Taking the Xiyong River as an example, seven different scenario hypotheses on ecological engineering restoration were proposed in this paper, which were based on the MIKE21 hydrodynamic and water quality model. The distribution of the TN concentration in the Xiyong River was numerically simulated and the comprehensive compliance estimated. Finally, we propose a reasonable water ecosystem treatment measure and therefore present a technical reference and theoretical support for the design of the comprehensive treatment of Xiyong River’s water environment.
5. Conclusions
Based on the hydrodynamic module and the water quality module in MIKE21, this paper established the numerical computing model for the Xiyong River. The relative error of water level comparison was 2.9%, and the PBIAS coefficient of the concentration comparison deviation was 17.8%. The hydrodynamic and water quality models were fully verified for their reliability. Numerical simulations of the total nitrogen concentrations were conducted under seven different scenarios. Based on the simulation results, the temporal and spatial distribution patterns of the total nitrogen concentrations were obtained, and the factors leading to high total nitrogen concentrations in the river water were analyzed to provide a basis for the ecological restoration of water quality in the Xiyong River.
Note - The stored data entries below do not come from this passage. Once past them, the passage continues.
PR #53, opened 2019-06-28
Try to map two fields from GDC data

yunhailuo:


ayan-b:
@yunhailuo I tried this code in https://github.com/ayan-b/xena-GDC-ETL/tree/gistic2, but for larger projects, I am getting Response 414 (Request-URI too large). So I think we can split the queries in a certain number of segments so that the URI length is under the limit.

yunhailuo:
Apparently a bug. I knew there must be some! Fixed in #9a0b488

yunhailuo:
> @yunhailuo I tried this code in https://github.com/ayan-b/xena-GDC-ETL/tree/gistic2, but for larger projects, I am hitting `Response 414` (Request-URI too large). So I think we can split the queries in a certain number of segments so that the URI length is under the limit or we can use `POST` request [here](https://github.com/yunhailuo/xena-GDC-ETL/pull/53/files#diff-128b8a60ab6a7072f3ae3d141556dc15R522) as [suggested by GDC](https://docs.gdc.cancer.gov/API/Users_Guide/Search_and_Retrieval/#components-of-a-request) for larger queries.

Apparently a bug. I knew there must be some! Fixed in @9a0b488

ayan-b:
Tried with `TCGA-BRCA`. Looks good. Merge this now?

yunhailuo:
Give me a day. I want to try more corner cases.

yunhailuo:
Found and fixed another bug. I worried there might be more. But it's clear we should move forward. Merge this now.

PR #984, opened 2023-10-27
[runtime] Enhancement: Move timer to explicit yielding and remove Rc construct

iyzhang:
This PR makes two updates to the Timer data structure. First, it adds support for the SharedObject abstraction and removes the Inner construct. Next, it adds yielders, so that coroutines blocked on timers can be woken and cancelled (for example if the associated queue is closed). It also replaces the pairing heap with a Rust binary heap. Since the pairing heap was unsafe, made it a little more complicated to use with the new SharedObject abstraction, so I chose to replace it with the standard Rust BinaryTree and remove the pairing heap from our codebase.


src/rust/inetstack/protocols/arp/peer.rs
```diff
@@ -172,7 +173,12 @@ impl<const N: usize> SharedArpPeer<N> {
                 // TODO: re-enable eviction once TCP/IP stack is fully functional.
                 // cache.clear();
             }
-            self.clock.wait(self.clock.clone(), Duration::from_secs(1)).await;
+            let yielder: Yielder = Yielder::new();
+
+            match self.clock.clone().wait(Duration::from_secs(1), yielder).await {
```
ppenna, line 178: I just spooted this hard-coded constant. Let's add it a name ;)

src/rust/inetstack/protocols/tcp/passive_open.rs
```diff
@@ -330,7 +330,12 @@ impl<const N: usize> SharedPassiveSocket<N> {
                 tx_checksum_offload: self.tcp_config.get_rx_checksum_offload(),
             };
             self.transport.transmit(Box::new(segment));
-            self.clock.wait(self.clock.clone(), handshake_timeout).await;
+            let clock_ref: SharedTimer = self.clock.clone();
+            let yielder: Yielder = Yielder::new();
+            if let Err(e) = clock_ref.wait(handshake_timeout, yielder).await {
+                self.ready.push_err(e);
+                return;
+            }
```
ppenna, line 338: This code is replicated everwhere. Should we make it a utility standalone function?

src/rust/runtime/timer.rs
```diff
@@ -5,148 +5,111 @@
...
+pub struct Timer {
     now: Instant,
-    heap: PairingHeap<TimerQueueEntry>,
-}
-
-pub struct Timer<P: TimerPtr> {
-    inner: RefCell<TimerInner>,
-    _marker: PhantomData<P>,
+    // Use a reverse to get a min heap.
+    heap: BinaryHeap<Reverse<TimerQueueEntry>>,
```
ppenna, line 44: Awesome

src/rust/runtime/timer.rs
```diff
@@ -5,148 +5,111 @@
...
-                }
-                inner.heap.remove(entry);
+    pub fn advance_clock(&mut self, now: Instant) {
+        assert!(self.now <= now);
+
+        while let Some(Reverse(entry)) = self.heap.peek() {
+            if now < entry.expiry {
+                break;
             }
+            let mut entry = self
```
ppenna, line 69: Missing type annotation

src/rust/runtime/timer.rs
```diff
@@ -264,18 +161,22 @@ mod tests {
         let mut ctx = Context::from_waker(noop_waker_ref());
         let mut now = Instant::now();
 
-        let timer = TimerRc(Rc::new(Timer::new(now)));
+        let mut timer = SharedTimer::new(now);
+        let timer_ref = timer.clone();
+        let yielder: Yielder = Yielder::new();
```
ppenna, line 166: Missing type annotations.

ppenna (approved):

src/rust/inetstack/protocols/tcp/passive_open.rs
iyzhang: Yes, I'm going to move the clock to the DemiRuntime and I will move this code as well. The yielder will need to be stored with the queue so we can cancel the coroutine more gracefully if the socket closes and there's cleanup work in the background thread.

The simulation results showed that taking different measures could promote the reduction of TN concentration in the river. When undertaking the comprehensive treatment measures of river water ecology such as intercepting and purifying the main and tributaries of the river, sewage treatment at sewage outlets along the river as well as the regulation of fishing fields and farmland ditches, the annual average TN concentration in the river could be reduced by 0.496 mg/L, with a reduction of 20%. This comprehensive scheme could make the TN concentration of the river reach the Case III water quality standard in 3 years, and the Case II water quality standard in 4 years.
In this paper, the water environment model only considered a single water quality indicator of TN, and other pollution factors were not included in the model. Therefore, later studies can extend and improve the model with additional data to make the water environment model more comprehensive. In addition, this paper established a hydrodynamic model of the Xiyong River Basin without considering the influence of the downstream seawater backflow on the water quality, and the hydrodynamic and water quality characteristics of the Xiyong River and the sea inlet can be further studied in the future.